Hi all could some one help understand this problem? I understand that the new resulting vector after the wind is -200.5 i + 482.5 J.
and if you want to calculate the magnitude you obtain 522.5, but how on earth do you obtain 112.6? and why do you multiply the magnitude by the sum of the magnitude of the vector divided by the magnitude?
On
$112.6^\circ$ is the angle $\theta$ such that $\cos{\theta}=\frac{-200.5}{522.5}$ and $\sin{\theta}=\frac{482.5}{522.5}$.
There are several methods to solve this, all using inverse trigonometric functions.
For example, taking the arctangent of $\frac{\sin\theta}{\cos\theta}$ gives us a result of $-67.4$ (in degrees). We can't take this, since its cosine is supposed to be negative yet its cosine is positive.

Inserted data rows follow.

Issue #3102, opened 2019-10-21
beresp 304 header merging makes impossible to distinguish between headers set by varnish and backend


nigoroll:
Reported by @martin-uplex in https://varnish-cache.org/lists/pipermail/varnish-dev/2019-October/009469.html

Basically, the way we merge headers for 304 responses makes it impossible to distinguish headers originating from the backend from ones which we set in VCL (for the previous response).

bsdphk:
Just to make sure I understand the scenario:  The `Cache-Control: nocache` is created in VCL ?

bsdphk:
We talked at one point about 304 responses getting their own dedicated VCL method, where both beresp.* (RW) and obj.* (RO) were available.

I wonder how much of the current C-lang 304 logic we could implement in builtin_vcl if we did that ?

martin-uplex:
> Just to make sure I understand the scenario: The `Cache-Control: nocache` is created in VCL ?

Yes, correct.

nigoroll:
@bsdphk yes to the first question: The scenario is to modify the headers of the cache-object with respect to the downstream behavior, but have a differeing ttl/cacheable status.
And yes, I think that an additional VCL method would help and IIUC this was my preferred option when we initially discussed the 304 implementation.

bsdphk:
But didnt we find out back then that we would still need C-magic to make cond-fetch work ?

nigoroll:
Discussed on IRC: I think this model should work:
* before `vcl_backend_response {}` , for a 304, call `vcl_backend_refresh {}` with `beresp.*` (r/w) and `obj.*` (r/o)
* `builtin.vcl` would just contain `sub vcl_backend_refresh { return(deliver); }`
* the header merge, as exists now, would after `vcl_backend_refresh {}`:
** `beresp.` headers always replace `obj.` headers
* 304-aware code would basically do almost all of the work (except deletion, see below) in `vcl_backend_refresh {}` and skip most of the processing in `vcl_backend_response {}` based on `beresp.was_304`
* The only special case (I would) would be header deletion, which requires cooperation between `vcl_backend_refresh {}` and `vcl_backend_response {}`: `_refresh` would set some marker (e.g. in a header or variable) and `_response` would do the actual deletion.

@martin-uplex can you please review if this suggestion would work for you?

martin-uplex:
discussed with @nigoroll, he will follow up on this

[...]

PR #3103, opened 2019-10-23
RFC: handle non-symbolic HTTP header names in pure VCL

Dridi:
This came up recently in this thread:

https://varnish-cache.org/lists/pipermail/varnish-misc/2019-October/026685.html

I still find the outcome of referring to a third-party VMOD embarrassing and now that we opened a breach with type properties and methods, I think we should enter the breach and expand VCL capabilities.

In this example, I added limited parameters capabilities to type methods (positional only, not optional, etc) and implemented a method for the HTTP type. This is particularly sneaky because I took advantage of the lack of conflicts between type methods and the symbol table, so I ended up with a very similar syntax:

```vcl
req.http("7hello");
```

See individual patches for more information.

See also #2573 and https://github.com/varnishcache/varnish-cache/issues/3102#issuecomment-544980358

### DIFF
--- a/bin/varnishd/cache/cache_vrt.c
+++ b/bin/varnishd/cache/cache_vrt.c
@@ -177,6 +177,44 @@ VRT_GetHdr(VRT_CTX, VCL_HEADER hs)
 	return (p);
 }
 
+/*--------------------------------------------------------------------*/
+
+VCL_HEADER
+VRT_Header(VRT_CTX, VCL_HTTP hp, VCL_STRING name)
+{
+	struct gethdr_s *hs;
+	int len;
+
+	CHECK_OBJ_NOTNULL(ctx, VRT_CTX_MAGIC);
+	CHECK_OBJ_NOTNULL(hp, HTTP_MAGIC);
+	AN(name);
+
+	len = strlen(name);
+	/* TODO: check header name validity */
+
+	CHECK_OBJ_NOTNULL(ctx->ws, WS_MAGIC);
+	hs = WS_Alloc(ctx->ws, sizeof *hs);
+	XXXAN(hs);
+
+	if (hp == ctx->http_req)
+		hs->where = HDR_REQ;
+	else if (hp == ctx->http_req_top)
+		hs->where = HDR_REQ_TOP;
+	else if (hp == ctx->http_bereq)
+		hs->where = HDR_BEREQ;
+	else if (hp == ctx->http_beresp)
+		hs->where = HDR_BERESP;
+	else if (hp == ctx->http_resp)
+		hs->where = HDR_RESP;
+	else
+		hs->where = HDR_OBJ;
+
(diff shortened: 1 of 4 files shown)


nigoroll:
+1 to allow for arbitrary (and dynamic) header names, but -1 for adding it to core code as explained below:

I like the `req.http(param)` approach, but the `add_header()` / `set_header()` not so much.
As is the case so often, I think we should make up our mind about how the VCL would look like. 

As this keeps coming up, if we touch it, I really wish we take a stake at adding all the cases which we are currently missing syntax-wise. Those which come to my mind are:

* Accessing header lines: set, remove, concat
* Accessing fields: set, remove, concat
* Adding header lines

We need to consider that formats differ for different headers (think `Accept-Encodning` vs. `Cookie` vs. `Set-Cookie`)

I also think the LHS and RHS should not be different.

In order not to complicate core code more, I do think, however, that putting this into a bundled vmod makes more sense than trying to catch all the cases in core code. Also, we already made that decision in #2573 and I do not see what would have changed since then.

nigoroll:
I would like to re-phrase my suggestion a bit:
Rather than adding the functionality to _pure VCL_, I would suggest to add the missing bits to the vmod facility to make it become as syntactically clean as _pure VCL_.

Dridi:
> Also, we already made that decision in #2573 and I do not see what would have changed since then.

The difference since that decision is that types may now have properties or methods, which wasn't an option then.

> We need to consider that formats differ for different headers (think `Accept-Encodning` vs. `Cookie` vs. `Set-Cookie`)

Which is exactly why having `add_header()` as an alternative to `set` would help here. Because currently our ability to manage headers is limited to all-ish (depending on `std.collapse`) or none.

bsdphk:
Has anybody checked what fastly's VCL does here ?

As a general rule we should adopt prior art rather than diverge further

nigoroll:
ping @fgsch can you help here?

fgsch:
Both `set req.http.7hello = "...";` and `set req.http.foo.bar = "...";` work in Fastly without special incantations.

Dridi:
In other words, Fastly is still working like Varnish used to before header names became "proper" symbols, assuming "foo.bar" is a valid header name for Fastly. Which probably means you also can't deal with even more exotic header names that nobody in their right mind would use.

nigoroll:
@Dridi are you waiting for any more comments or can this one be closed?

Dridi:
We have an ongoing discussion in #3112 but I believe this specific discussion is outside of the scope, so I would rather not close this discussion before we get to the point where we may address "non symbolic" header names.

Dridi:
Two things:

- type methods (one possible outcome of VIP28)
- non-symbolic headers

As the former is a somewhat ambitious change that could enable the latter (in a better way than this RFC does) I will close this ticket and wait until type methods become actionable.

nigoroll:
see also https://github.com/varnish/varnish-modules/pull/148

PR #3105, opened 2019-10-23
param.reset to initial (-p) values

gquintard:
Add a new argument to `param.reset` to instruct it to reset not to the hard-coded default value but to the initial value specified in the command line.

I'm not a fan of the pointer dance to replace `pp->init` in `MCF_ParamSet()` but I felt it was better than removing the `const` qualifier.


gquintard:
forgot to use `autogen.des`, got bitten, I'll open a new PR

PR #3106, opened 2019-10-23
param.reset to initial (-p) values

gquintard:
Add a new argument to param.reset to instruct it to reset not to the hard-coded default value but to the initial value specified in the command line.

I'm not a fan of the pointer dance to replace `pp->init` in `MCF_ParamSet()` but I felt it was better than removing the const qualifier.

### DIFF
--- a/bin/varnishd/mgt/mgt.h
+++ b/bin/varnishd/mgt/mgt.h
@@ -173,7 +173,7 @@ enum mcf_which_e {
 void MCF_ParamConf(enum mcf_which_e, const char *param, const char *, ...)
     v_printflike_(3, 4);
 
-void MCF_ParamSet(struct cli *, const char *param, const char *val);
+void MCF_ParamSet(struct cli *, const char *param, const char *val, int init);
 void MCF_ParamProtect(struct cli *, const char *arg);
 void MCF_DumpRstParam(void);
 void MCF_AddParams(struct parspec *ps);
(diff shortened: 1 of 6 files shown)


Dridi:
What if I set my "initial value" via `-I` instead?

Dridi:
And what if I set the same parameter multiple times using either `-p` or `-I` during startup?

gquintard:
arguments in a `-I` file don't count as initial values. To be perfectly honest, I totally forgot about that case, but also, I have no idea if they should.

For multiple `-p` arguments, the last one is used as initial value.

bsdphk:
I'm not a fan of this.

Yes, I can see specific circumstances where this would be nice to have, but I cant imagine those circumstances being frequent enough to warrant anything like this.

If we really wanted to do something in this space, and I really dont think we need to, we should either add a commit/rollback facility or named sets of parameters so that one can switch from one "tuning" to another "tuning" with a single command.

So thumbs down, until/unless credible evidence that this is really a need.

nigoroll:
TL;DR: No vote from me

I do not feel like giving this a -1, because there could be a valid case which I do not see, but in my world, there is always some init/start script or parameter file which contains the initial values and I do not see much use for adding those to varnish also.
One other aspect: In my mind, what would make sort-of sense, would be a "should be" value and a "currently overridden" value. But with that model in mind, we would then also need a way to change the "should be" value, but then the question is, why have both... Sort of turning in circles.

gquintard:
I'll close :-)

We then use the fact that solutions to $\tan\theta=c$ for constant $c$ is in the form $a+180k$ where $a$ is a real value and $k$ is an integer. This fact allows us to look at $-67.4+180=112.6$ as the potential argument for the vector, which when verified, works.
We divide the net force vector by its magnitude to get its unit vector. This unit vector is in the same direction as the original vector and its magnitude of $1$, which allows us to conveniently set $\cos{\theta}$ to the i-component and $\sin{\theta}$ to the j-component.
On
If you have a vector of the form:
$a(\cos \theta \vec i + \sin\theta \vec j)$, where $a\ge0$, then it means the magnitude of vector is $a$ and the vector makes $\theta$ with positive direction of $x$-axis.
Note that in this the $i$ component and $j$ component should square and add to unity. That is the vector should be a unit vector.
So in general if you have a vector:$a\vec i+b\vec j$ then you can always convert it into form: $$ \sqrt{a^2+b^2} \left( \frac a {\sqrt{a^2+b^2}} \vec i+\frac b {\sqrt{a^2+b^2}} \vec j \right)~,$$ and can find a $\theta$ such that $$\sin\theta =\frac a {\sqrt{a^2+b^2}} \quad\text{and} \quad\cos \theta=\frac b {\sqrt{a^2+b^2}}~.$$
Now, you can see that the magnitude of vector is ${\sqrt{a^2+b^2}}$ and vector makes $\theta$ with the positive $x$-axis.
to get the angle they use sin inverse and cosine inverse of the fractions next to I and k respectively in the very last line of the equation.
The way to do this is to think "what angle has $$\cos{\theta}=\frac{-200.5}{522.5}?$$
The answer can be gotten using a calculator and using the inverse cos button, it looks like cos but with a negative 1 exponent. It can also look like $$ \arccos{\theta} $$
they mean the same thing. You simply use the button and type the fraction. make sure that the answer has the sin you need as well.
For the second part, remember that a vector is direction and magnitude, but there is always the vector with magnitude one. Dividing both the I and K magnitudes with the main magnitude gives you the numbers for this "magnitude 1" vector, and because its easy to get to any other magnitude using this vector with magnitude one, we usually want to calculate it.